Saved data entries
──────────────────────────────

PR #54, opened 2025-05-10
feat: Implement basic Spark Data Source

vogelsgesang:
This commit adds a basic Spark data source for reading query results from Hyper. It can be used as

```
spark.read
  .format("com.salesforce.datacloud.spark.HyperResultSource")
  .option("query_id", queryId)
  .option("port", 8585)
  .load()
```

Functionality
-------------

The Spark source uses Hyper's chunked results for distributed processing, fetching to fetch different chunks on different Spark workers.

We currently do provide the row count statistics to Spark optimizer, but no advanced statistics, yet.

The driver provides custom metrics (row count and chunk count) which can be observed in Spark's metric framework.

All the new code lives in the new `spark-datasource` subproject.

Future work:
* The connection setup is still very basic, and only supports unencrypted, IP-based connection setup. This will have to evolve, such that the full set of JDBC options are available also via the Spark driver. This will likely require cleaning up the option handling of the JDBC driver itself first, though.
* NULLs are not supported, yet. Unfortunately, the JDBC currently reports nullability of columns incorrectly.
* Not all data types are read correctly, yet. E.g., the types of Numeric columns are reported incorrectly. This is due to a bug in the underlying JDBC library. Also, array support is still missing.

Build system changes
--------------------

The `spark-datasource` subproject is written in Scala, as is the rest of Spark. Hence, the build system needed a couple of small changes, to also accomodate Scala code. Among others, I did add `scalafmt` to spotless.

I wanted to reuse the `HyperServerProcess` utility also in my new test cases. To make those classes available across subprojects, I had to move them into the `testFixtures` package.

Future work:
* Split into `spark-datasource` and `spark-datasource-core`. Currently, the `spark-datasource` driver also contains grpc. This might cause issues if other grpc library versions are already loaded in the Spark Java VM host. We need to split up the packages to solve this issue, similar to how we did it for `jdbc-core` vs `jdbc`.


spark-datasource/src/main/scala/com/salesforce/datacloud/spark/HyperResultTable.scala
```diff
@@ -0,0 +1,100 @@
...
+  }
+
+  override def newScanBuilder(
+      options: CaseInsensitiveStringMap
+  ): ScanBuilder = {
+    val (chunkCount, rowCount) =
+      Using(connectionOptions.createConnection()) { conn =>
+        // TODO XXX: set infinite timeout
+        val queryStatus =
+          conn.waitForResultsProduced(resultSetId, Duration.ofDays(2))
```
jakeswenson, line 38: Should this timeout be configurable? I can't imagine why infinite/2days would be a good thing for a spark query

spark-datasource/src/test/scala/HyperResultSourceTest.scala
```diff
@@ -0,0 +1,175 @@
...
+    val rows = spark.read
+      .format("com.salesforce.datacloud.spark.HyperResultSource")
+      .option("port", hyperServerProcess.getPort())
+      .option("query_id", queryId)
+      .load()
+      .collect()
+
+    // Verify that we read all rows.
+    assert(rows.length == 1000)
+
```
jakeswenson, line 159: doesn't hurt to add an assertion that the result is a sequence (sum the results and compare with expected?) i.e. just test reading multiple rows correctly.

jakeswenson (approved):

jdbc-core/build.gradle.kts
```diff
@@ -1,5 +1,6 @@
 plugins {
     id("java-conventions")
+    id("java-test-fixtures")
```
jschneidereit, line 3: This should be made unnecessary by #72

spark-datasource/build.gradle.kts
```diff
@@ -0,0 +1,32 @@
+plugins {
+    id("scala")
+    id("java-conventions")
```
jschneidereit, line 3: Should `java-conventions` be here? We should figure out what is needed from that and move it to `scala-conventions`

vogelsgesang: would it rather make sense to move this into a `code-formatting.gradle.kts` file which would cover all code formatting (Java, Scala and "gitattributes")?

Having gitattributes formatting in the Java conventions is weird, anyway...

Is there a way to apply a *.gradle.kts globally, across all sub-projects? Preferably, the code-formatting.gradle.kts would be completely global.

jdbc-core/build.gradle.kts
vogelsgesang: makes sense, let's see which one lands first

jschneidereit: Yeah `HyperResultSourceTest.scala` would need to implement a small shim, this is because #72 tries to avoid adding jdbc-core concept to what should just be the hyperd management code

praveen2450 (approved):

──────────────────────────────

• [TASK INSTRUCTIONS] Repeat verbatim the opening run of entries, ending with the line that contains "The Spark source".

• [SOLUTION TO THE PROBLEM]
PR #54, opened 2025-05-10
feat: Implement basic Spark Data Source

vogelsgesang:
This commit adds a basic Spark data source for reading query results from Hyper. It can be used as

```
spark.read
  .format("com.salesforce.datacloud.spark.HyperResultSource")
  .option("query_id", queryId)
  .option("port", 8585)
  .load()
```

Functionality
-------------

The Spark source uses Hyper's chunked results for distributed processing, fetching to fetch different chunks on different Spark workers.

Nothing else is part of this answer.